Recall Green's First Identity:
$$\int_{\Omega}v \Delta u \ (d\Omega) =\int_{\partial \Omega}v (\nabla u )\vec{n} \ d (\partial \Omega) - \int_{\Omega} \nabla u \nabla v \ (d \Omega)$$
Which requieres $u \in C^2(\Omega)$ and $v \in C^1(\Omega)$.
So the question is simple: Does this apply to weak derivatives? i.e. Can we weaken the conditions given to be $u \in H^2(\Omega)$ and $v \in H^1(\Omega)$?
Aditional information: I am reading Sobolev Spaces, Functional Analysis and Partial Differential Equations, By Haim Brezis, the proof of Theorem 9.25, which deals with the regularity of the weak solutions for the Laplacian problem.
It is stated, under the assumption that $u \in H^2(\Omega)$, $f \in H^1(\Omega)$ and $\varphi \in C^{\infty}(\Omega)$ that from: $$\int_{\mathbb{R}^n} \nabla u \nabla(D\varphi)+ \int_{\mathbb{R}^n}u(D \varphi) = \int_{\mathbb{R}^n}f (D \varphi) $$
We deduce: $$\int_{\mathbb{R}^n} \nabla (Du) \nabla(\varphi)+ \int_{\mathbb{R}^n}(Du)\varphi = \int_{\mathbb{R}^n} (Df) \varphi $$
Which I could show If I could apply Green's First Identity restricting the integrals to the (compact $\Rightarrow$) bounded support of $\varphi$.
An identity that is originally proved for smooth functions can be extended to a Sobolev space provided that both sides are continuous with respect to the Sobolev norm.
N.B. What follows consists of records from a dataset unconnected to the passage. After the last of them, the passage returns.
PR #7969, opened 2020-07-30
`azurerm_api_management_subscription` - Support `allow_tracing property`

BlakeDickie:
Resolves https://github.com/terraform-providers/terraform-provider-azurerm/issues/7968

* Added `allow_tracing` as a property on the `azurerm_api_management_subscription` resource.
  * Defaults to `true` to match the current state of the flag when subscriptions are created before this change.


BlakeDickie:
@tombuildsstuff No worries.  I've added some acceptance tests for ensuring the new property defaults correctly and can be set to both true/false explicitly.  It's my first time in this code base, so let me know if there's any tweaks that are needed.

azurerm/internal/services/apimanagement/api_management_subscription_resource.go
```diff
@@ -184,6 +192,7 @@ func resourceArmApiManagementSubscriptionRead(d *schema.ResourceData, meta inter
 	d.Set("subscription_id", subscriptionId)
 	d.Set("resource_group_name", resourceGroup)
 	d.Set("api_management_name", serviceName)
+	d.Set("allow_tracing", resp.AllowTracing)
```
tombuildsstuff, line 195: rather than using `resp` here, we need to access this from within the `SubscriptionContractProperties` object (`properties` in the response) which could be nil - so can we move this inside the if statement below and make this:

```suggestion
		d.Set("allow_tracing", props.AllowTracing)
```

tombuildsstuff (commented):
hey @BlakeDickie 

Thanks for pushing those changes - I've taken a look through and if we can fix the one comment/issue then this otherwise LGTM 👍 

Thanks!

tombuildsstuff:
Tests pass:

Screenshot 2020-08-28 at 18 14 44

azurerm/internal/services/apimanagement/api_management_subscription_resource.go
BlakeDickie: Okay, I've updated the reading to be in the if statement and use the props object.

tombuildsstuff (approved):
LGTM - thanks for pushing those changes @BlakeDickie  👍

This is a general topological fact: if two continuous functions agree on a dense subset, then they agree everywhere.
In the case of linear expressions like $u\mapsto \int \varphi \nabla u$, or bilinear like $(u,v) \mapsto \int u\Delta v$, continuity is equivalent to boundedness.
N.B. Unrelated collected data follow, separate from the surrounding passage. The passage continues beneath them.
PR #7971, opened 2020-07-31
add check for functionApp kind and dynamic sku tier - "azurerm_app_service_plan"

### LINKED ISSUE #4396: azurerm_app_service_plan replaces Linux App-Plans on every apply
Hi there,

I tried to terraform a Linux FunctionApp using the AzureRM Provider v1.34.0 and terraform 0.12.8.

Here the configuration
```
resource "azurerm_app_service_plan" "myAppPlan" {
  name                = "myAppPlan"
  location            = azurerm_resource_group.rg.location
  resource_group_name = azurerm_resource_group.rg.name
  kind                = "Linux"
  reserved            = true
  sku {
    tier = "Dynamic"
    size = "Y1"
  }
}
```
With this I created the App-Serviceplan and following my App and even though the App is working if I reapply terraform, I got changes for the App-Serviceplan which requires a replacement.
```
 # azurerm_app_service_plan.myAppPlan must be replaced
-/+ resource "azurerm_app_service_plan" "myAppPlan" {
      + app_service_environment_id   = (known after apply)
      ~ id                           = "/subscriptions/.../myAppPlan" -> (known after apply)
      - is_xenon                     = false -> null
      ~ kind                         = "functionapp" -> "Linux" # forces replacement
        location                     = "westeurope"
      ~ maximum_elastic_worker_count = 1 -> (known after apply)
      ~ maximum_number_of_workers    = 0 -> (known after apply)
        name                         = "myAppPlan"
      ~ per_site_scaling             = false -> (known after apply)
        reserved                     = true
        resource_group_name          = "rename"
      ~ tags                         = {} -> (known after apply)

      ~ properties {
          + app_service_environment_id = (known after apply)
          ~ per_site_scaling           = false -> (known after apply)
          ~ reserved                   = true -> (known after apply)
        }

      ~ sku {
          ~ capacity = 0 -> (known after apply)
            size     = "Y1"
            tier     = "Dynamic"
        }
    }
```
And the App itself will be replaced too and here the kind is set to `functionapp,linux` 
```
# azurerm_function_app.myApp must be replaced
-/+ resource "azurerm_function_app" "myApp" {
      ~ app_service_plan_id            = "/subscriptions/.../myAppPlan" -> (known after apply) # forces replacement
      - app_settings                   = {
          - "WEBSITE_RUN_FROM_PACKAGE" = "https://mystorageaccount.blob.core.windows.net/..."
        } -> null
        client_affinity_enabled        = false
      ~ default_hostname               = "myapp.azurewebsites.net" -> (known after apply)
        enable_builtin_logging         = false
        enabled                        = true
        https_only                     = false
      ~ id                             = "/subscriptions/.../myApp" -> (known after apply)
      ~ kind                           = "functionapp,linux" -> (known after apply)
        location                       = "westeurope"
        name                           = "myApp"
...
```
This is a really annoying behavior. Do I miss something or is this a bug?

### LINKED ISSUE #5971: When re-running deployment, Terraform attempts to recreate the function app plan despite already existing
### Community Note

Terraform version: `v0.12.18`
AzureRM provider version: `1.40.0`

### Affected Resource(s)

* `azurerm_app_service_plan`

```hcl
resource "azurerm_app_service_plan" "trafficdata" {
  name                = "plan-${var.appname}-traffic-${var.environment}"
  resource_group_name =  azurerm_resource_group.trafficdata.name
  location            =  var.location
  kind                =  "linux"
  reserved            =  true

  sku {
    tier = "Basic"
    size = "B1"
  }
}
```

### Debug Output

https://gist.github.com/jjgriff93/5836c4a6ea2c4fea69e7cc223b003771

### Expected Behavior

Terraform should have detected existing App Service Plan and not recreated

### Actual Behavior

Despite the configuration not changing, Terraform detects the existing App Service Plan kind as Linux instead of Function App and thus tears down existing environment to replace with the same

### Steps to Reproduce

1. Create a Function App tf similar to the one above for the App Service Plan component and set the `kind` to `functionapp`
2. `terraform apply`
3. `terraform apply` again

* #0000

njuCZ:
fix #4396
fix #5971
1. the backend service will always change the kind to `functionapp` if sku tier is `dynamic`. will change kind to `elastic` if sku tier is `ElasticPremium`. add check to avoid such config.
2. update doc about `reserved`

### DIFF
--- a/azurerm/internal/services/web/resource_arm_app_service_plan.go
+++ b/azurerm/internal/services/web/resource_arm_app_service_plan.go
@@ -201,6 +201,10 @@ func resourceArmAppServicePlanCreateUpdate(d *schema.ResourceData, meta interfac
 		return fmt.Errorf("`kind` has to be set to `FunctionApp` when `sku.tier` is `Dynamic`")
 	}
 
+	if strings.EqualFold(*sku.Tier, "ElasticPremium") && !strings.EqualFold(kind, "elastic") {
+		return fmt.Errorf("`kind` has to be set to `elastic` when `sku.tier` is `ElasticPremium`")
+	}
+
 	if v := d.Get("maximum_elastic_worker_count").(int); v > 0 {
 		appServicePlan.AppServicePlanProperties.MaximumElasticWorkerCount = utils.Int32(int32(v))
 	}
--- a/azurerm/internal/services/web/resource_arm_app_service_plan.go
+++ b/azurerm/internal/services/web/resource_arm_app_service_plan.go
@@ -197,7 +197,7 @@ func resourceArmAppServicePlanCreateUpdate(d *schema.ResourceData, meta interfac
 		return fmt.Errorf("`reserved` has to be set to false when kind is set to `Windows`")
 	}
 
-	if *sku.Tier == "Dynamic" && !strings.EqualFold(kind, "FunctionApp") {
+	if strings.EqualFold(*sku.Tier, "Dynamic") && !strings.EqualFold(kind, "FunctionApp") {
 		return fmt.Errorf("`kind` has to be set to `FunctionApp` when `sku.tier` is `Dynamic`")
 	}
 
--- a/azurerm/internal/services/web/resource_arm_app_service_plan.go
+++ b/azurerm/internal/services/web/resource_arm_app_service_plan.go
@@ -197,6 +197,10 @@ func resourceArmAppServicePlanCreateUpdate(d *schema.ResourceData, meta interfac
 		return fmt.Errorf("`reserved` has to be set to false when kind is set to `Windows`")
 	}
 
+	if *sku.Tier == "Dynamic" && !strings.EqualFold(kind, "FunctionApp") {
+		return fmt.Errorf("`kind` has to be set to `FunctionApp` when `sku.tier` is `Dynamic`")
+	}
+
 	if v := d.Get("maximum_elastic_worker_count").(int); v > 0 {
 		appServicePlan.AppServicePlanProperties.MaximumElasticWorkerCount = utils.Int32(int32(v))
 	}
--- a/website/docs/r/app_service_plan.html.markdown
+++ b/website/docs/r/app_service_plan.html.markdown
@@ -117,7 +117,7 @@ The following arguments are supported:
 
 ~> **NOTE:** Attaching to an App Service Environment requires the App Service Plan use a `Premium` SKU (when using an ASEv1) and the `Isolated` SKU (for an ASEv2).
 
-* `reserved` - (Optional) Is this App Service Plan `Reserved`. Defaults to `false`.
+* `reserved` - (Optional) Specifies whether it's Linux Platform. Should be `true` If Linux app service plan, false otherwise. Defaults to `false`.
 
 * `per_site_scaling` - (Optional) Can Apps assigned to this App Service Plan be scaled independently? If set to `false` apps assigned to this plan will scale to all instances of the plan.  Defaults to `false`.
 


website/docs/r/app_service_plan.html.markdown
```diff
@@ -117,7 +117,7 @@ The following arguments are supported:
 
 ~> **NOTE:** Attaching to an App Service Environment requires the App Service Plan use a `Premium` SKU (when using an ASEv1) and the `Isolated` SKU (for an ASEv2).
 
-* `reserved` - (Optional) Is this App Service Plan `Reserved`. Defaults to `false`.
+* `reserved` - (Optional) Specifies whether it's Linux Platform. Should be `true` If Linux app service plan, false otherwise. Defaults to `false`.
```
tombuildsstuff, line 120: this isn't just for Linux - this specifies if the App Service Plan should be always running or start/stopped on demand

azurerm/internal/services/web/resource_arm_app_service_plan.go
```diff
@@ -197,6 +197,14 @@ func resourceArmAppServicePlanCreateUpdate(d *schema.ResourceData, meta interfac
 		return fmt.Errorf("`reserved` has to be set to false when kind is set to `Windows`")
 	}
 
+	if strings.EqualFold(*sku.Tier, "Dynamic") && !strings.EqualFold(kind, "FunctionApp") {
+		return fmt.Errorf("`kind` has to be set to `FunctionApp` when `sku.tier` is `Dynamic`")
+	}
```
tombuildsstuff, line 202: isn't Dynamic available for Consumption Plan Web Apps too?

azurerm/internal/services/web/resource_arm_app_service_plan.go
```diff
@@ -197,6 +197,14 @@ func resourceArmAppServicePlanCreateUpdate(d *schema.ResourceData, meta interfac
 		return fmt.Errorf("`reserved` has to be set to false when kind is set to `Windows`")
 	}
 
+	if strings.EqualFold(*sku.Tier, "Dynamic") && !strings.EqualFold(kind, "FunctionApp") {
```
tombuildsstuff, line 200: there's a crash here if `sku.Tier` is nil

azurerm/internal/services/web/resource_arm_app_service_plan.go
```diff
@@ -197,6 +197,14 @@ func resourceArmAppServicePlanCreateUpdate(d *schema.ResourceData, meta interfac
...
+		return fmt.Errorf("`kind` has to be set to `FunctionApp` when `sku.tier` is `Dynamic`")
+	}
+
+	if strings.EqualFold(*sku.Tier, "ElasticPremium") && !strings.EqualFold(kind, "elastic") {
```
tombuildsstuff, line 204: there's a crash here if `sku.Tier` is nil

azurerm/internal/services/web/resource_arm_app_service_plan.go
```diff
@@ -197,6 +197,14 @@ func resourceArmAppServicePlanCreateUpdate(d *schema.ResourceData, meta interfac
...
+		return fmt.Errorf("`kind` has to be set to `elastic` when `sku.tier` is `ElasticPremium`")
```
tombuildsstuff, line 205: can we add a test to check this?

azurerm/internal/services/web/resource_arm_app_service_plan.go
```diff
@@ -197,6 +197,14 @@ func resourceArmAppServicePlanCreateUpdate(d *schema.ResourceData, meta interfac
 		return fmt.Errorf("`reserved` has to be set to false when kind is set to `Windows`")
 	}
 
+	if strings.EqualFold(*sku.Tier, "Dynamic") && !strings.EqualFold(kind, "FunctionApp") {
+		return fmt.Errorf("`kind` has to be set to `FunctionApp` when `sku.tier` is `Dynamic`")
```
tombuildsstuff, line 201: can we add a test to check this?

tombuildsstuff (changes requested):
hi @njuCZ 

I've taken a look through and left some comments inline - if we can fix those up then we should be able to take another look

Thanks!

website/docs/r/app_service_plan.html.markdown
njuCZ: This field name is very misleading. According to https://docs.microsoft.com/en-us/rest/api/appservice/appserviceplans/createorupdate#request-body, it says `If Linux app service plan true, false otherwise.`. 

According to the implementation of azure.cli: https://github.com/Azure/azure-cli/blob/dev/src/azure-cli/azure/cli/command_modules/appservice/custom.py#L1648
users could specify the flag "--is-linux", and azure.cli will convert it to `reserved` field.

I have also emailed the service team, they says "reserved" means the OS type, "kind" is just a ARM level field, it's only used to drive the UX. It's not needed when creating. Azure.cli doesn't have the argument "kind".

Currently I think it's a little messy for resource "azurerm_app_service_plan" to have both field "reserved" and "kind", though it's the fault of service api definition. There seems a issue fired by a member of the service team: https://github.com/terraform-providers/terraform-provider-azurerm/issues/5584

what's more, the OS type of app_service and function_app is defined by the app service plan, but for now both resource have "os_type" field, it should be "computed: true".

I wonder could we fix these in version 3 ?

azurerm/internal/services/web/resource_arm_app_service_plan.go
njuCZ: this PR is just a workaround. `kind` should not be input by user, the backend service will calculate the value for `kind`. But to avoid breaking change, and to make user use it correctly, I added this constraints.

the backend service will always change the kind to `functionapp` if sku tier is `dynamic`. will change kind to `elastic` if sku tier is `ElasticPremium`.

njuCZ:
@tombuildsstuff I have replied some of your questions. After we have draw the conclusion, I would fix the rest suggestions.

Consider the identity that you stated, $$\int_{\Omega}v \Delta u =\int_{\partial \Omega}v (\nabla u )\vec{n} - \int_{\Omega} \nabla u \nabla v $$ On the left we have a continuous function on $H^2\oplus H^1$, because $$\left|\int_{\Omega}v \Delta u \right|\le \|v\|_{L^2} \|\Delta u\|_{L^2} \le C\|v\|_{H^1} \| u\|_{H^2} $$ Similarly, $\int_{\Omega} \nabla u \nabla v $ is bounded. The boundary term is okay on sufficiently smooth domains (Lipschitz is enough), because the trace operator is bounded from $H^1(\Omega)$ to $L^2(\partial \Omega)$. So we get
$$ \left| \int_{\partial \Omega}v (\nabla u )\vec{n} \right| \le \|v\|_{L^2(\partial \Omega)}\|\nabla u\|_{L^2(\partial \Omega)} \le C\|v\|_{H^1} \| u\|_{H^2} $$
In the book the boundary term doesn't appear since $\varphi$ is compactly supported.